There’s no replacement for delivering a high-quality product to your customers. When it comes to CBD, there’s incredible diversity in terms of what you can focus on. Smokeable flower and CBD oil are two of the most popular options, but you can find CBD edibles, CBD beauty products, and even CBD-infused dog treats.
It’s also important to make sure your products are labeled well and remind customers who haven’t tried cannabis before to consider speaking to their doctor first. Their doctor can help them determine if cannabis will impact any of their health conditions or interact with medications they may be taking.

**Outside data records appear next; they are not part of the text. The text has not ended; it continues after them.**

PR #3015, opened 2020-10-12
Improved changelog template

### LINKED ISSUE #3001: Describe target audience in changelog template
What should be changed?
--------------------------

The changelog template currently does not describe the target audience of a changelog entry. Some of the details for writing a changelog entry are only described in point seven of [CONTRIBUTING.md](https://github.com/restic/restic/blob/88cc4447791abc4bf030f3099f74ad22812ec631/CONTRIBUTING.md#providing-patches):
> If your pull request changes anything that users should be aware of (a bugfix, a new feature, ...) please add an entry as a new file in changelog/unreleased including the issue number in the filename (e.g. issue-8756). Use the template in changelog/TEMPLATE for the content. It will be used in the announcement of the next stable release. While writing, ask yourself: If I were the user, what would I need to be aware of with this change?

I think it would be useful if the changelog template describes all relevant aspects for adding/writing a changelog entry (especially as the PR template directly links to the changelog template!). It currently IMHO misses the following aspects:
- How to decide what the changelog should describe?
- Who is the target audience?
- Which filename should the changelog entry get?

greatroar:

This is an edited version of the changelog template is suggested at #3001, taking @rawtaz's comments into account.

Fixes #3001, I hope.

Checklist
---------

### DIFF
--- a/changelog/TEMPLATE
+++ b/changelog/TEMPLATE
@@ -1,11 +1,21 @@
-Bugfix: Fix behavior for foobar (in present tense)
+# The first line must start with Bugfix:, Enhancement: or Change:,
+# including the colon. Use present use. Remove lines starting with '#'
+# from this template.
+Enhancement: Allow custom bar in the foo command
 
-We've fixed the behavior for foobar, a long-standing annoyance for restic
-users.
+# Describe the problem in the past tense, the new behavior in the present
+# tense. Mention the affected commands, backends, operating systems, etc.
+# Focus on user-facing behavior, not the implementation.
 
-The text in the paragraphs is written in past tense. The last section is a list
-of issue URLs, PR URLs and other URLs. The first issue ID (or the first PR ID,
-in case there aren't any issue links) is used as the primary ID.
+Restic foo always used the system-wide bar when deciding how to frob an
+item in the baz backend. It now permits selecting the bar with --bar or
+the environment variable RESTIC_BAR. The system-wide bar is still the
+default.
+
+# The last section is a list of issue, PR and forum URLs.
+# The first issue ID determines the filename for the changelog entry:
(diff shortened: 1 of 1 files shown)


changelog/TEMPLATE
```diff
@@ -1,11 +1,21 @@
...
+# The first line must start with Bugfix:, Enhancement: or Change:,
+# including the colon. Use present use. Remove lines starting with '#'
+# from this template.
+Enhancement: Allow custom bar in the foo command
 
-We've fixed the behavior for foobar, a long-standing annoyance for restic
-users.
+# Describe the problem in the past tense, the new behavior in the present
+# tense. Mention the affected commands, backends, operating systems, etc.
+# Focus on user-facing behavior, not the implementation.
```
rawtaz, line 8: I think we should probably add this sentence at the end of this paragraph: `If the text becomes long, split the past/old and the present/new parts into two paragraphs.`

rawtaz:
About time this is improved!

changelog/TEMPLATE
greatroar: That enforces a rule that I already know I'm going to try and break. When the first paragraph is too long, I would rather summarize both the problem and the solution in the first paragraph, then add more paragraphs with details. Maybe leave this to the contributor? Your call, obviously.

rawtaz: I don't agree with how you'd do it, but if it doesn't work out in the end we'll just comment on it at that point, so I don't think this is important enough to argue about.

rawtaz (approved):
LGTM!

rawtaz:
@MichaelEischer Is this new template fine with you, do you feel it resolves the concerns in your original issue?

MichaelEischer (approved):
LGTM.

PR #3016, opened 2020-10-12
Simplify/optimize cached UID/GID lookups

greatroar:

LookupUsername and lookupGroup in internal/restic/node.go returned an error value that was always nil. When a lookup fails, the user/group name is simply empty and doesn't show up in the JSON.

The functions also cached UIDs and GIDs as strings, meaning that every call would still need a strconv.Itoa call. This PR removes the error return, adds comments to explain the behavior, merges some variables with the equal meanings and pushes the strconv.Itoa calls down into the cache miss path.

Benchmark results:

```name                  old time/op    new time/op    delta
NodeFillUser-8          1.92µs ± 5%    1.75µs ± 3%   -8.89%  (p=0.000 n=10+10)
NodeFromFileInfo-8      1.89µs ± 7%    1.76µs ± 4%   -6.69%  (p=0.001 n=10+10)

name                  old alloc/op   new alloc/op   delta
NodeFillUser-8            504B ± 0%      496B ± 0%   -1.59%  (p=0.000 n=10+10)
NodeFromFileInfo-8        504B ± 0%      496B ± 0%   -1.59%  (p=0.000 n=10+10)

name                  old allocs/op  new allocs/op  delta
NodeFillUser-8            5.00 ± 0%      3.00 ± 0%  -40.00%  (p=0.000 n=10+10)
NodeFromFileInfo-8        5.00 ± 0%      3.00 ± 0%  -40.00%  (p=0.000 n=10+10)
```

No.

Checklist
---------

### DIFF
--- a/internal/restic/node.go
+++ b/internal/restic/node.go
@@ -506,24 +506,12 @@ func (node Node) sameExtendedAttributes(other Node) bool {
 	return true
 }
 
-func (node *Node) fillUser(stat statT) error {
-	node.UID = stat.uid()
-	node.GID = stat.gid()
+func (node *Node) fillUser(stat statT) {
+	uid, gid := stat.uid(), stat.gid()
+	node.UID, node.GID = uid, gid
 
-	username, err := lookupUsername(strconv.Itoa(int(stat.uid())))
-	if err != nil {
-		return err
-	}
-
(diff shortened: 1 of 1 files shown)


MichaelEischer (approved):
LGTM. Thanks for the cleanup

3. Invest in retail software.
Whether you have a brick-and-mortar storefront or operate in the digital space, you’ll still need point-of-sale (POS) software to handle things like inventory management, sales transactions, and product information storage. A quick search for “point of sale software free download full version” will point you in the right direction if you’re looking for a low-cost way to get started. You may not realize it, but having a sale system that functions efficiently makes a big difference in the experience customers have while shopping.
4. Market yourself creatively.
While large social media platforms like Facebook and Instagram are allowing ads for CBD products, within certain parameters, there are still a number of websites that restrict content related to cannabis products. That can make it harder for cannabis businesses to market themselves. You can still make use of non-promotional social media posts and other forms of viral marketing. You should also reach out to popular cannabis blogs and websites and offer them free samples if they’ll post a review of your products.
The CBD industry is proving to be a lucrative one, but there are still unique challenges that face CBD business owners. It’s essential to start from the development of quality products and design the rest of your business plan around them. This means you should spend plenty of time researching the industry and how your products will be manufactured, stored, and delivered well before you begin the process of creating your brand.
Once you have a product line, you’ll need effective software, a distribution system, and a creative marketing campaign to build an audience. If all this sounds complicated, that’s because it is. However, given how quickly the industry is expanding, it’s worth putting in the work to get in now.